# Squirrels Have Rights in New Jersey



## Clark (Jun 4, 2009)

A link associated with a recent discussion on the forum-

http://www.nj.com/news/index.ssf/2009/06/police_charge_pest_control_com.html

Its true, I live near here.


----------



## Wendy (Jun 4, 2009)

I love the comments. Some of them had me laughing!


----------



## nikv (Jun 4, 2009)

I do think it's cruel to set a trap, trap an animal, and not monitor it. The poor squirrel didn't need to suffer like that. There are humane ways to deal with unwanted animals and then there are inhumane ways, too. And I don't blame the store owner for calling the police on Orkin.
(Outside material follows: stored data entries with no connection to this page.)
PR #430, opened 2016-04-20
CB-11036 'args.slice is not a function' when building windows with ot…

daserge:
…her platform

Avoid options obj modification as it's then passed to other platforms

[Jira issue](https://issues.apache.org/jira/browse/CB-11036)


nikhilkh:
Does this cloning need to happen for other commands too?

daserge:
Updated this in the remaining commands, thanks.
Although it was not failing (because of simultaneous async run via `Q.all`) it makes sense to handle them as well to avoid possible race-condition issues or in case they will become sequential later.

nikhilkh:
LGTM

If they neglected the caged animal in this instance, they no doubt are doing it elsewhere, too.


----------



## Hien (Jun 4, 2009)

Humans are very strange.
They are so protective of animals' right. But they treat their own species like pieces of C--P.
-Nobody give a S--T about a 1/3 of the cambodian population perished under the Khmer Rouge (backing by Communist China) until their vietnamese comrades came in and put an end to that regime. Then China invaded Vietnam because how dare the vietnameses overthrow Pol Pot (the murderer).
In doing that the chinese communist government get a few more hundred thousand soldiers & civilian deaths (way to go )
-Nobody mentioned that 1/3 to 1/2 of the approximate 1 million vietnameses who tried to escape from those same comrades drown in the sea.
-nobody give a ---- when it happen in Rwanda
-nobody give a ---- when it happen in Dafur
-nobody care about the Tibetans
And I am sure it will happen again many more times in the future in different places.
The exception is there are a few holocaust museums for the Jewish peoples around the world. But what good does this make when peoples say well those peoples we kill now are not Jewish, aren't they?


----------



## nikv (Jun 4, 2009)

Hien, why are you turning this into a political discussion? I merely stated my views on the needless suffering of a mother squirrel caught in a cage. Am I wrong to defend the poor animal? Think what you may about squirrels, there's no point in causing them to suffer.


----------



## bench72 (Jun 4, 2009)

it's a fine line though right?

now, it's making me wonder what the difference between setting a trap for flies (the one where they are caught and drown) and setting a trap for squirrels?


----------



## Hien (Jun 4, 2009)

nikv said:


> Hien, why are you turning this into a political discussion? I merely stated my views on the needless suffering of a mother squirrel caught in a cage. Am I wrong to defend the poor animal? Think what you may about squirrels, there's no point in causing them to suffer.



Nikv, 
Sorry to hurt your feeling, I do not include you in the statement as a person who loves animal and not care about your fellow men.
You get me all wrong, I did not criticize you for being protective of animal, since I would be very upset even when I accidently cause the death of any insect . I would bring spiders, flys, etc outside to release them. Let alone run over a squirrel.
I hate to buy an orchid and find out it comes with insects, now I am really in the dilemma.
I only generally observe of our neglection of the suffering of our own kind, and wonder why it is the case? I say "Humans are very strange" this is a plural sentiment.
Please feel this post with emotion.
If you can track it down, watch the "Bolinao 52" on PBS, like the starving squirrels, these peoples were starved to death slowly, because many ships decided not to rescue them, the last american captain came by the scene decided to abandonned them as well because he was on the war path to Middle East (as if he does not have room for a few peoples on his large ship). In the end they resort to eat other dead shipmates. They are finally rescued by a few poor phillipino fishermen, I found quite often that the poor peoples are the ones with the biggest hearts & compassion.
This was only one of many many tragedies all over the world that we did not see & know about. It made me sick to the stomach when I watched it, I felt like I was going to throw up, could not eat afterward.


----------



## NYEric (Jun 4, 2009)

No need to be defensive nik. People find it easy to ignore human rights especially in areas where their country's armies just got the crap shot out of them.  I'm especially sensitive to the abandonment of our allies in SV and the highlands!


----------



## Clark (Jun 18, 2009)

Peter Singer must be popping Zantac like Tic-Tacs after seeing 
Barry the Bomber dropped the hammer on that fly.
This is the first time in a while I have been proud to be an American.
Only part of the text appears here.